By that time, I had been walking for what must have been 20 minutes, so I decide to return to the cabin. My skin was feeling the effects of being out in the sun with no sunscreen, so going inside was a good decision. It was late in the day, so I showered, fixed dinner, and went to bed.

I did not sleep well that night. I kept having dreams about the events of the day. The dreams were not exact replays of what happen. There were significant variations of the events along with things that did not happen. For example, when I gathered the liquid from my leg with my fingers and after subsequently sucking those fingers dry in my mouth, I looked down and saw instead of my leg, the head of a very large penis, dripping pre-cum. It was the pre-cum of that penis I sucked down my throat instead of my cum. Another dream sequence saw a man's hands pulling and twisting my nipples instead of my doing that. And horrors of horrors, instead of my finger teasing and penetrating my anus, it was a man's finger penetration my hole there until his hand hit against the outside of my anus.

When I awoke the morning of the Third day, I started analyzing those dreams. Could they have suggested that my sexual pleasure could come from my letting a man do to me the things that give me pleasure here at the cabin? I could not get the thoughts of those dreams out of my head.

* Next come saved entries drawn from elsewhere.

PR #315, opened 2021-09-24
Improve Contributing Guidelines to point out all requirements for pull requests

adamkudrna:


CONTRIBUTING.md
```diff
@@ -25,30 +25,49 @@ To run the dev server:
...
+
+5. **Write clear, helpful and descriptive PR names.**
+
+   1. **All rules for commit messages apply** also for PR names.
+   2. **Always check that PR name meets the requirements** above because **PR
+      names are used in changelog**. GitHub automatically truncates long PR
+      names and picks up branch name for multi-commit PRs, so it's necessary to
+      make sure the PR name is what we want to have in the changelog.
+   3. **If an issue exists for your changes, append this text to PR
+      description** in order for the issue to be closed automatically once the
```
mbohal, line 62: What is PR Description? I only see title.

adamkudrna: It's this tiny, easy-to-be-overlooked field (screenshot of new PR screen):

Snímek obrazovky 2021-09-24 v 19 44 34

👀

adamkudrna: They call it _comment_, do you think it's a better name…?

mbohal: Well Im looking at an existing PR and I do not know how to fix it. There is no field called description.

> They call it comment, do you think it's a better name

We should probably use the name GH uses…

adamkudrna: It's really confusing. The field has no label. If it's empty, it says _No description provided_. In the editing mode, the placeholder says _Leave a comment_ 🤷🏻‍♂️. So I'm using both and let's never talk about it again 🙈.

obrazek

PR #329, opened 2021-11-01
Flatten component structure on file system and shuffle components in documentation (#314)

### LINKED ISSUE #314: Component division
Presently we have components split in two groups

* `layout`
  * no `id` prop
  * not visible by themselves
* `ui`
  * do render something
  * do have `id`
  
I think we should consider adding another group for interactive components (form elements, button, etc.). These distinguish themselves from the other `ui` components by:

* logic of working with `id` is not so clear (On second thought I'm not sure if #311 was the step in right direction)
* can be disabled
* support forwarding ref
* support passing attributes to the element itself via `transferProps`

By having them in their own group it would be easier to:

* write docs as we could easily say that something is true for this group only (like passing props via `transferProps`)
* the structure would make it easy to express that some code is only to be used in this group (helpers, propTests, etc.)

 Also I think there should be some documentation describing each group and how it differs from the others.

Also should not `ButtonGroup` be in `layout` group?

mbohal:
Closes #314


src/lib/index.js
```diff
@@ -1,61 +1,61 @@
...
-} from './components/layout/Media';
+} from './components/Media';
 export {
   Toolbar,
   ToolbarGroup,
   ToolbarItem,
-} from './components/layout/Toolbar';
+} from './components/Toolbar';
 
 // UI components
```
adamkudrna, line 32: Let's get rid of these comments and flatten the exports in this file as well.

src/lib/components/ScrollView/README.mdx
```diff
@@ -1,7 +1,7 @@
 ---
 name: ScrollView
-menu: 'UI'
-route: /components/ui/scroll-view
+menu: 'Layouts'
```
adamkudrna, line 3: Can you please move `ScrollView` into the misc. category? I've been struggling with finding the right category for it in my today's proposal, but since we are introducing misc., it's better to have it there.

adamkudrna (changes requested):
Two details and it's ready.

src/lib/index.js
mbohal: done

src/lib/components/ScrollView/README.mdx
mbohal: done

adamkudrna (approved):

PR #336, opened 2021-11-16
Update React to version 17 and update rest of dependencies

bedrich-schindler:


.eslintrc
```diff
@@ -1,23 +1,25 @@
...
-  "rules": {
-    "func-names": "off",
-    "import/prefer-default-export": "off",
-    "react/destructuring-assignment": "off",
-    "react/jsx-props-no-spreading": "off",
-    "react/jsx-one-expression-per-line": "off"
-  },
   "overrides": [
+    {
+      "files": ["**/*.md"],
```
bedrich-schindler, line 11: For unknown reason, those markdown plugins does not work when defined globally. If they are moved under `overrides`  section for MD or MDX, it works as expected. As it is not used by javascript linter by default, I think, it should be OK to have it here.

bedrich-schindler (commented):
For info:

```
Package                    Current          Wanted  Latest  Location
babel-core          7.0.0-bridge.0  7.0.0-bridge.0  6.26.3  @react-ui-org/react-ui
css-loader                   5.2.7           5.2.7   6.5.1  @react-ui-org/react-ui
docz                 2.3.3-alpha.0   2.3.3-alpha.0   2.3.1  @react-ui-org/react-ui
eslint                      7.32.0          7.32.0   8.2.0  @react-ui-org/react-ui
gatsby-plugin-sass           3.2.0           3.2.0   5.1.1  @react-ui-org/react-ui
postcss-loader               4.3.0           4.3.0   6.2.0  @react-ui-org/react-ui
sass-loader                 10.2.0          10.2.0  12.3.0  @react-ui-org/react-ui
style-loader                 2.0.0           2.0.0   3.3.1  @react-ui-org/react-ui
stylelint                  13.13.1         13.13.1  14.1.0  @react-ui-org/react-ui
webpack                     4.46.0          4.46.0  5.64.1  @react-ui-org/react-ui
webpack-cli                 3.3.12          3.3.12   4.9.1  @react-ui-org/react-ui
```

We are not able to update those plugins as they does not work with current version of docz/gatsby. Only exception is stylelint but I was not able to update it as I do not deeply understand those CSS tools. There might be some connection to other tools like postcss and that might be the reason I was not able to make it working.

adamkudrna:
OK, I feel like Docz really starts to be a pain…

.eslintrc
mbohal: Actually I think it can be simplified even further. I tested it and it seems that we use:
```
{
  "extends" : [
    "@visionappscz/eslint-config-visionapps"
  ],
  "env": {
    "browser": true,
    "jest": true
  },
  "overrides": [
    {
      "files": ["**/*.md", "**/*.mdx"],
      "extends": [
        "plugin:markdown/recommended",
        "plugin:mdx/recommended"
      ]
    }
  ],
  "parser": "@babel/eslint-parser",
  "rules": {
    "func-names": "off",
    "import/prefer-default-export": "off",
    "react/destructuring-assignment": "off",
    "react/jsx-props-no-spreading": "off",
    "react/jsx-one-expression-per-line": "off"
  }
}
```

It produces no errors and `*.md(x)` get validated. It seems that the override rules did nothing.

.eslintrc
```diff
@@ -26,5 +28,13 @@
         "import/no-extraneous-dependencies": ["error", { "devDependencies": ["**/*.mdx"] }] // Allow importing docz React components in *.mdx files
       }
     }
-  ]
+  ],
+  "parser": "@babel/eslint-parser",
+  "rules": {
```
mbohal, line 33: I think we only need the line `"import/prefer-default-export": "off",` here.
All other can be removed and all tests still pass.

package.json
```diff
@@ -1,7 +1,7 @@
 {
   "name": "@react-ui-org/react-ui",
   "description": "React UI is a themeable UI library for React apps.",
-  "version": "0.43.0",
+  "version": "0.44.0-alpha.0",
```
adamkudrna, line 4: Maybe `0.44.0-alpha.1`?

adamkudrna (approved):

package.json
adamkudrna: [SemVer](https://semver.org/#spec-item-9) only speaks of `-alpha` or `-alpha.1`, `-alpha.2`etc. But it's no big deal for me.

bedrich-schindler: E.g. https://github.com/npm/node-semver#prerelease-identifiers. I've also read articles about is as it should end with `.0`

bedrich-schindler: I wanted to discuss it on Monday's meeating but It did not happen.
```suggestion
  "version": "0.44.0-alpha.0",
```

bedrich-schindler:
Should be ready for round 2.

mbohal (approved):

After eating breakfast, I decided to go again for a walk in the forest. I believe that the hike would help clear my mind of those dreams. Since I was going on a hike and not a short walk like yesterday, I realized I needed to have the proper attire for hiking. So, I put on a pair of hiking shorts, a top that covered my upper chest but left my midriff exposed, a hat, and hiking shoes. I brought along a snack and a canteen filled with water. I also brought the one thing that no one leaves home without, my phone.

When one owns a large plot of land in a forest area, it is necessary to occasionally "walk the land". What that means is you walk the perimeter of your land looking for any indication that someone has illegally been on your land. Since neither I nor my ex had done that in while, I decided to do that today. That meant a four mile hike. I decided to walk half the property today and the other half tomorrow. At a leisurely pace, that would take about 3 hours.

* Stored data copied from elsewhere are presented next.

PR #338, opened 2021-11-17
Fix undesired offset of `Grid` when rendered as `dl`, `ol`, or `ul`

adamkudrna:
So doing a fix like this is no longer necessary:

```css
/* Reset list padding until fixed in RUI. */
.root > ul {
  padding-left: 0;
}
```

### DIFF
--- a/src/lib/components/Grid/Grid.scss
+++ b/src/lib/components/Grid/Grid.scss
@@ -51,3 +51,14 @@
   grid-column: span var(--rui-local-column-span, 1); // 2.
   grid-row: span var(--rui-local-row-span, 1); // 2.
 }
+
+/* stylelint-disable selector-no-qualifying-type */
+
+dl.root,
+ol.root,
+ul.root {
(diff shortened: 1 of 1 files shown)


mbohal (approved):

src/lib/components/Grid/Grid.scss
```diff
@@ -51,3 +51,14 @@
   grid-column: span var(--rui-local-column-span, 1); // 2.
   grid-row: span var(--rui-local-row-span, 1); // 2.
 }
+
```
bedrich-schindler, line 54: Just a question, but what about other elements? Documentation says: "HTML tag to render. Can be any valid HTML tag of your choice, usually a block-level element.". So wouldn't be better to reset styles of all those elements, or of all elements (`*`)?

adamkudrna: Honestly, I spent some time thinking about it — and I don't know. Let's go with `*` and see.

I was actually having a very enjoyable time during the walk. I thought about the dreams trying to decide if my subconscious was trying to tell me something. During the walk, I did not see anyone or any indication that someone had violate our property. At the halfway point of the property, I found a clearing that look like a good place to stop and eat my snack. The clearing was in the middle of some thick growth of trees which offered me a good amount of privacy.

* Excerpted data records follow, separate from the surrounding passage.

PR #342, opened 2021-12-07
Refactor components which use multiple class names to use `classNames` util to unify approach of writing class names and to avoid empty spaces in output; refactor all helper files to use named exports, move all helper files from `services` and `utils` into `helpers` folder and rename all `helpers` folders on component level to `_helpers` (#270)

### LINKED ISSUE #270: create helper function for adding classNames
Presently we use the following syntax:
```
<div className={['class1', 'class2'].join(' ')} />
```

This produces empty attribute `className` if classes are added conditionally and all conditions evaluate to `flase`.

We need to create a helper function `className()` in `src/lib/services`. The usage should be:

```
<div {...className(['class1 || null', 'class2'])} />
```

it should return either `{ className: 'class1 class2' } or {} if the class list is empty.

All usages in RUI should be updated.

This function should be also available to projects depending on RUI and must be therefore well documented.

bedrich-schindler:
Closes #270


src/lib/utils/classNames.js
```diff
@@ -0,0 +1,8 @@
+export default (...classNames) => {
+  const filteredClassNames = classNames.filter(
```
mbohal, line 2: I'm not sure if this test is maybe too strict.

I was thinking more along the lines of 
```js
 const filteredClassNames = classNames.filter((className) =>  !!className);
```

Apart the unlikely case of having classes with numeric names the only argument against your solution I can think of is speed. I run a quick test in chrome:

```js
var iterations = 1000000;
console.time('Function #1');
for(var i = 0; i < iterations; i++ ){
    const test = (className) => typeof className === 'string' && className.trim().length > 0;

    test('');
    test(false);
    test(1);
    test('name');
};
console.timeEnd('Function #1')

console.time('Function #2');
for(var i = 0; i < iterations; i++ ){
    const test = (className) => !!className;

    test('');
    test(false);
    test(1);
    test('name');
};
console.timeEnd('Function #2')
VM19564:11 Function #1: 23.919189453125 ms
VM19564:22 Function #2: 5.922119140625 ms
```

So `!!` is somewhat faster, but both are pretty fast.

I would probably use `!!` but I do not feel it too strongly about it.

src/lib/utils/__tests__/classNames.js
```diff
@@ -0,0 +1,33 @@
+import classNames from '../classNames';
+
+describe('classNames', () => {
+  it('returns filtered class names', () => {
+    const result = classNames(
```
mbohal, line 5: We should probably also test with two class names.
Maybe also possibly with class name containing space?

mbohal (approved):

src/lib/utils/classNames.js
```diff
@@ -0,0 +1,8 @@
+export default (...classNames) => {
```
mbohal, line 1: I'm not sure about the placement of the file. In the issue it said it should be in `src/lib/services` and made available by export in `src/lib/index.js`.

That way we could separate helper functions:
* internal in `src/lib/utils` 
* exported in `src/lib/services`

mbohal (changes requested):

src/lib/utils/classNames.js
bedrich-schindler: Agree, it is faster. The idea has been to allow only non-empty string so that `null`, `undefined`, `<bool>`, `<number>`, ... are filtered out. Same for empty string which should not be part of class names as it creates multiple empty spaces which we have wanted to omit. And in that case there is no faster way than `typeof className === 'string' && className.trim().length > 0` check. But if we agree that we are that responsible that we do not use empty strings in conditions (I hope I removed all of them) then we can omit that.

src/lib/utils/classNames.js
bedrich-schindler: We will have to clean it out. Currently, there are `utils`,`helpers` and `services`. All three are used as "helpers".

# Current state:

## Services:
_https://github.com/react-ui-org/react-ui/blob/master/src/lib/services/elementPositionService.js_

## Utils:
_https://github.com/react-ui-org/react-ui/blob/master/src/lib/utils/transferProps.js_

## Helpers:
_https://github.com/react-ui-org/react-ui/tree/master/src/lib/helpers_
* Contains CSS helper function that return class names
* Contains `resolveContextOrProp.js`

# Proposal

In my opinion, we should have only two types of those functions. Private and public. Service is in my opinion advanced composition of logic which is not present in RUI yet. I'm proposing to have private helpers, so that all existing functions from services and utils will have to be moved under the helpers. And then, we could have publicly exposed functions like `classNames` which we shall call utils.

Nevertheless we have section `CSS helpers` in documentation. In analogy to that name, we should consider to have `JS helpers`. In that case, it might seem better to have `classNames` function in `helpers` and rest of functions under `utils`.

I would like to avoid creating `services` as it should be reserved for real services which (IMHO) does not exist yet.

What do you think @adamkudrna @mbohal? After the decision, I will create documentation page for this function.

src/lib/utils/__tests__/classNames.js
bedrich-schindler: Why not. I just wanted to cover all typical cases that can accidentally be passed into it but we test it as well.

bedrich-schindler:
@adamkudrna @mbohal Ready for round two!

src/lib/utils/classNames.js
mbohal: Please:
* move `src/lib/helpers` to `src/lib/components/_helpers`
* move `src/lib/hooks` to `src/lib/components/ScrollView/hooks`
* move `src/lib/helpers/getElementsPositionDifference` to `src/lib/components/ScrollView/_helpers`

mbohal (approved):

src/docs/js-helpers/classnames.mdx
```diff
@@ -0,0 +1,37 @@
...
+route: /js-helpers/class-names
+---
+
+# Classnames
+
+import { Playground } from 'docz'
+import { classNames} from '../../lib';
+
+The `classNames` helper joins all classnames you pass into the function as
+single classname. It automatically filters out empty strings and values that
```
adamkudrna, line 13: > values that are not strings

Hmm, but `styles.root` is an object, isn't it…? 🤔

src/lib/components/List/List.jsx
```diff
@@ -12,32 +13,32 @@ export const List = ({
     return null;
   }
 
-  let alignClass = '';
+  let alignClass;
```
adamkudrna, line 16: Wait, I was setting the type here 🙂

src/lib/utils/__tests__/classNames.js
```diff
@@ -0,0 +1,34 @@
...
+      false,
+    );
+
+    expect(result).toEqual('class-1 class-2 class-3');
+  });
+
+  it('returns undefined if all class names are filtered out', () => {
+    const result = classNames(
+      ' ',
+      ' ',
```
adamkudrna, line 23: How about `''`?

src/lib/utils/__tests__/classNames.js
```diff
@@ -0,0 +1,34 @@
...
+      0,
+      1,
+      null,
+      undefined,
+      true,
+      false,
+    );
+
+    expect(result).toEqual('class-1 class-2 class-3');
```
adamkudrna, line 17: I think we should also test objects like `styles.root` — that's what we actually use the most.

src/lib/utils/classNames.js
```diff
@@ -0,0 +1,8 @@
+export const classNames = (...classes) => {
```
adamkudrna, line 1: 8 lines of code instead of [one dependency](https://github.com/JedWatson/classnames)! 🎉 I'm curious how far we get with it.

src/lib/utils/classNames.js
adamkudrna: @adamkudrna has no idea what you are talking about. But he thinks our most frequented use case `styles.*` is somehow omitted here… (although it works!)

adamkudrna (changes requested):
8 lines of code instead of [one dependency](https://github.com/JedWatson/classnames)! 🎉 I'm curious how far we get with it.

Just one major thing:

- [x] I think we should test and document the use case of `styles.*` syntax.

src/docs/js-helpers/classnames.mdx
bedrich-schindler: @adamkudrna It not an object. If you import and use something like `styles.root` from SCSS file, webpack loader generates styles and at the same time, it replaces object with string so that `styles.root` becomes a classname. It the magic performed by loaders.

src/lib/components/List/List.jsx
bedrich-schindler: What do you mean? Before `classNames()`, you had had to explicitly pass empty string otherwise `[].join(' ')` would generate wrong classnames. Now, we can omit those empty string as undefined variable is correctly processed by `classNames()`.

src/lib/utils/__tests__/classNames.js
bedrich-schindler: We can but it is not necessary in my opinion. Because '' is subset of ' '. But if you want, we can add it, but it is unnecessary as we do not have fully covered tests.

src/lib/utils/__tests__/classNames.js
bedrich-schindler: See comment above. It is related to loader.

src/lib/utils/classNames.js
bedrich-schindler: I have already made changes in those folders and files. But I still haven't changed the detection using typeof. Should I change it or not? I would like to have this type of change instead of what Martin wrote.

adamkudrna: If I get it correctly, we agreed on keeping `typeof` today.

src/lib/components/List/List.jsx
adamkudrna: Just a joke, sorry 🙂. I mean that `''` was suggesting something like `let string: alignClass = ''`.

src/lib/utils/__tests__/classNames.js
adamkudrna: OK, didn't know that.

adamkudrna (approved):

bedrich-schindler:
>  I think we should test and document the use case of styles.* syntax.

I am still not sure about that. As I've described it earlier, this is pure function solving problem with filtering classnames and it is independent despite your software stack. If you use e.g. webpack with bunch off CSS loaders and you will use `classNames(styles.rootClassName, styles.dangerColor)` instead of `classNames("rootClassName", "dangerColor")`, it is still the same because those loaders translate `styles.rootClassName` to  string of `rootClassName` and function retrieves string during runtime, not an object or whatever it is. If you use another bundler, approach could be different but the logic is still the same. Function accepts strings or otherwise it will not work. I think that we do not want to describe none of possible implementations as the function works independently and it is totally up to you how you use it.

mbohal:
>  I think we should test and document the use case of styles.* syntax.

I agree with @bedrich-schindler . This function filters strings. En  example with `styles.root` would be needlessly complicated and it would not communicate anything that is not already described.

adamkudrna:
OK, you convinced me.

PR #347, opened 2021-12-20
Automatically check for broken links in the docs on a regular basis

adamkudrna:


.github/workflows/broken-links-check.yml
```diff
@@ -0,0 +1,18 @@
+name: Broken links check
+on:
+  schedule:
+    - cron: '0 0 * * 0' # weekly
```
mbohal, line 4: Why here? We should check them during build and fail releasing if there are broken links.

mbohal (changes requested):

.github/workflows/broken-links-check.yml
adamkudrna: This action checks all links in the final (rendered) docs website, no matter where they are defined. Since we don't have branch deployments, we have to run the check against the production environment.

Another approach would be to check only MD source files like we have it here: https://github.com/lmc-eu/cookie-consent-manager/blob/main/.github/workflows/markdown-link-check.yaml. There is a schedule too, but I can imagine it could be run against PRs.

Considering both, I find this approach safer. I doesn't prevent just **some** broken links in PRs, but it catches **all** broken links in production.

mbohal: I guess I understand, but I still dislike it.

mbohal (approved):

.github/workflows/broken-links-check.yml
adamkudrna: Approval with reservations 🙂.

Consider it a monitoring or surveillance. We can still add source files check anytime later. Both check are useful IMO.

After I finished eating, I laid back against the trunk of a large tree and just relaxed. I was so relaxed that the memory of the pleasure of being nude washed over me. Looking around the area of the clearing I saw no one or thing that should not have been there. I pulled off all my clothing, except for my shoes, seeking that pleasure of being nude.

The pleasure that I experience yesterday washed over me, only more intensely this time. I laid there roughly fondling my breasts, twisted, and pulling my nipples just like I had done in the dream. I was amazed at how much better this felt than when I gently did those things. I slip my hand down to my vagina and inserted three fingers into myself. I tried as much as possible to pound my pussy with those fingers. After a few minutes I exploded in a power orgasm. I laid there until I had calmed down and recovered from the sexual excitement I had just experienced.